The Wellington 'dumpster diver' who gets his groceries from a bin

While most of us stock up on groceries at the supermarket, Wellingtonian James Harris gets his from down in the dumps. 

Mr Harris is among hundreds of Kiwis who dive into supermarket dumpsters to get their weekly food. He showed The Project a spread of some of the food he's collected, including chocolate and a sushi starter pack. 

His collection consists of a range of food products that have been thrown out of supermarkets because they've outlived their use-by dates. 

But once those products have been disposed of, it's actually illegal to take them out of the bins. Some supermarkets have even gone to the effort of locking their outside bins. 

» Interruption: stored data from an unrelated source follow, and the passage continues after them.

PR #3730, opened 2023-08-14
test: Skip CodeCatalyst E2E tests

nkomonen-amazon:
These tests always fail due to a throttling issue with CodeCatalyst, see the SIM IDE-10496 for more info.

We will eventually re-enable these tests once the CC side fixes the issues causing this.

## License

### DIFF
--- a/src/testE2E/codecatalyst/client.test.ts
+++ b/src/testE2E/codecatalyst/client.test.ts
@@ -81,7 +81,7 @@ let projectName: CodeCatalystProject['name']
  *     integ tests, but using the ssh hostname that we get from
  *     {@link prepareDevEnvConnection}.
  */
-describe('Test how this codebase uses the CodeCatalyst API', function () {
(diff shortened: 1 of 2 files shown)


src/testE2E/codecatalyst/client.test.ts
```diff
@@ -81,7 +81,7 @@ let projectName: CodeCatalystProject['name']
  *     integ tests, but using the ssh hostname that we get from
  *     {@link prepareDevEnvConnection}.
  */
-describe('Test how this codebase uses the CodeCatalyst API', function () {
+describe.skip('Test how this codebase uses the CodeCatalyst API', function () {
```
justinmk3, line 84: Perhaps we could catch exception and skip only if the error matches `ThrottlingException`.

A data-based check is also ok, but 1 month is probably too short.

justinmk3 (approved):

Mr Harris says what the supermarkets are doing is wasteful. He says dumpster-divers can pull out hundreds of dollars' worth of perfectly good food in a single plunge.

"I actually first heard about it about 10 years ago. I'm 27 now and I was 17 at the time and still in school. Me and a friend thought why not just see what we could find in a dumpster," Mr Harris told The Project. 

Wellingtonian dumpster-diver James Harris speaking to The Project.
Wellingtonian dumpster-diver James Harris speaking to The Project. Photo credit: The Project

"We went out and jumped the fence, had a look [in the bin], and we found an entire bag of chocolate - and from then on I was hooked," he recalls. 

Mr Harris says he's trying to make a point about waste. The big thing with dumpster-diving, he said, is that it emphasises the amount of food waste being produced at a time when parents are choosing between paying their electricity bill and putting food on the table. 

"For me it's really a symbol of that inequality," Mr Harris told The Project. 

He said he has "a bit of a sweet tooth" and hit the jackpot one time when he discovered "hundreds" of Ferrero Rocher chocolates to indulge in. 

More than 100,000 tonnes of food is thrown away by local industry every year.